Task description » Please output exactly the part of the records below that opens with the line containing "Draft. The protobuf-net.Grpc" and closes with the line containing "## Measurement", both lines included, and nothing else.

Records shown »
.....
PR #365, opened 2026-08-16
AOT: preview trigger attributes, and stop rooting RuntimeTypeModel where ref-emit is absent

mgravell:
Draft. The protobuf-net.Grpc half of build-time gRPC proxies — see
protobuf-net/protobuf-net#1282 for the generator, and
protobuf-net/protobuf-net.Grpc#364 / protobuf-net/protobuf-net#1255 by @virzak for the work this
builds on.

Three changes.

### `[ProtoGrpc]` / `[ProtoService]`

The trigger attributes for the BuildTools generator. `[Experimental]` with protobuf-net's own
**PBN9001** id, so one `NoWarn` covers both halves of the AOT story; `ExperimentalAttribute` is
polyfilled below net8.0, mirroring protobuf-net.Core.

These are currently generator-owned (emitted `internal` per consuming assembly), which is how
`[ProtoModel]` started. Moving them here is not a break in either direction: an `internal` copy in
the consumer's own assembly wins name resolution over a `public` one in a referenced assembly.

### Don't root `RuntimeTypeModel.Default` where ref-emit is absent

`ProtoBufMarshallerFactory.Default` and `.Create` no longer name `RuntimeTypeModel.Default` when
`RuntimeFeature.IsDynamicCodeSupported` is false. The gate rather than a `Requires*` annotation is
deliberate: ILC substitutes it for a constant and eliminates the arm *before* trim analysis, so the
demand disappears instead of relocating to callers — the same lever protobuf-net's
`TypeModel.ResolveSerializer<T>` uses, and that #364 applies to `ProxyEmitter`.

**Deliberate behaviour change:** under native AOT, a consumer with no compile-time model now gets
"no marshaller available" by name, rather than the same failure arriving via a swallowed
`MakeGenericType` inside `DynamicStub`. Neither can work; this one says so.

### `BinderConfiguration.Binder` is public

While it was `internal`, generated bindings had no way to reach the configured binder and fell back
to `ServiceBinder.Default` — silently ignoring a consumer's override. This is a bug fix independent
of AOT.

## Measurement

Native `win-x64` publish of protobuf-net's `src/AotGrpcSmoke` — a real client and server over a real
socket, with generated serializers and generated proxies:

| | IL warnings | bytes |
| --- | ---: | ---: |
| baseline (shipped 1.2.2) | 100 | 15,015,936 |
| marshaller gates only (this PR) | **100** | 15,019,520 |
| `BytesValue.SlowParse` gated only | **100** | 15,017,984 |
| both | **5** | 14,469,632 |

**The two roots are an AND, not an OR.** Either alone buys exactly nothing, because the other keeps
the whole reflective serializer machinery reachable. Worth recording, because measured in isolation
each of these changes looks worthless — and the natural conclusion would have been to drop them.

Together: **100 → 5 warnings, −549,888 bytes (−3.7%)**. Of the residual 5, four are per-assembly
`IL2104`/`IL3053` rollups; the one real warning is an `IL2091` in protobuf-net's *generated* code and
is fixed on that side.

## Still outstanding: `BytesValue.SlowParse`

Deliberately **not** included here. `BytesValue.cs:186` does
`IProtoInput<Stream> model = RuntimeTypeModel.Default;`, and because `MarshallerCache`'s field
initialiser pre-registers `BytesValue.Marshaller`, *every* cache roots it — which is why it dominates
the measurement above.

It cannot simply be gated: it is a real fallback for payloads `TryFastParse` declines (unknown
fields, length prefixes over three bytes), so throwing there would break genuine traffic. It wants a
hand-written reader instead, and that touches the careful fast-path code — happy to do it, but it
merits a look rather than a guess, particularly around merge semantics for a repeated field 1
(protobuf-net's `AppendBytes` concatenates).

## Notes

- 194 tests pass on net8.0 and net10.0, 192 on net472.
- This repo is still on AppVeyor; a preview package would want the GitHub Actions + trusted
  publishing setup protobuf-net now uses (`.github/workflows/dotnet.yml` + `release.yml` there as a
  template).


mgravell:
Merged `main` (the new Actions pipeline) and re-verified with the exact commands CI runs: build green, and all suites pass — 194 net8.0 / 194 net10.0 / 192 net472 for the main tests, plus Reflection (14 × 3) and Integration (54/53 × 4).

Marking ready. One thing deliberately still outstanding and called out in the description: `BytesValue.SlowParse` is the *other* half of the `RuntimeTypeModel` rooting, and without it these gates measure as buying nothing (100 → 100 warnings). It needs a hand-written reader rather than a gate, and there's a semantics question worth a decision first — what a repeated field 1 should do, given protobuf-net's `AppendBytes` concatenates where a naive hand-rolled "last wins" would silently differ.

mgravell (commented):
👍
.....
Response below »
Draft. The protobuf-net.Grpc half of build-time gRPC proxies — see
protobuf-net/protobuf-net#1282 for the generator, and
protobuf-net/protobuf-net.Grpc#364 / protobuf-net/protobuf-net#1255 by @virzak for the work this
builds on.

Three changes.

### `[ProtoGrpc]` / `[ProtoService]`

The trigger attributes for the BuildTools generator. `[Experimental]` with protobuf-net's own
**PBN9001** id, so one `NoWarn` covers both halves of the AOT story; `ExperimentalAttribute` is
polyfilled below net8.0, mirroring protobuf-net.Core.

These are currently generator-owned (emitted `internal` per consuming assembly), which is how
`[ProtoModel]` started. Moving them here is not a break in either direction: an `internal` copy in
the consumer's own assembly wins name resolution over a `public` one in a referenced assembly.

### Don't root `RuntimeTypeModel.Default` where ref-emit is absent

`ProtoBufMarshallerFactory.Default` and `.Create` no longer name `RuntimeTypeModel.Default` when
`RuntimeFeature.IsDynamicCodeSupported` is false. The gate rather than a `Requires*` annotation is
deliberate: ILC substitutes it for a constant and eliminates the arm *before* trim analysis, so the
demand disappears instead of relocating to callers — the same lever protobuf-net's
`TypeModel.ResolveSerializer<T>` uses, and that #364 applies to `ProxyEmitter`.

**Deliberate behaviour change:** under native AOT, a consumer with no compile-time model now gets
"no marshaller available" by name, rather than the same failure arriving via a swallowed
`MakeGenericType` inside `DynamicStub`. Neither can work; this one says so.

### `BinderConfiguration.Binder` is public

While it was `internal`, generated bindings had no way to reach the configured binder and fell back
to `ServiceBinder.Default` — silently ignoring a consumer's override. This is a bug fix independent
of AOT.

## Measurement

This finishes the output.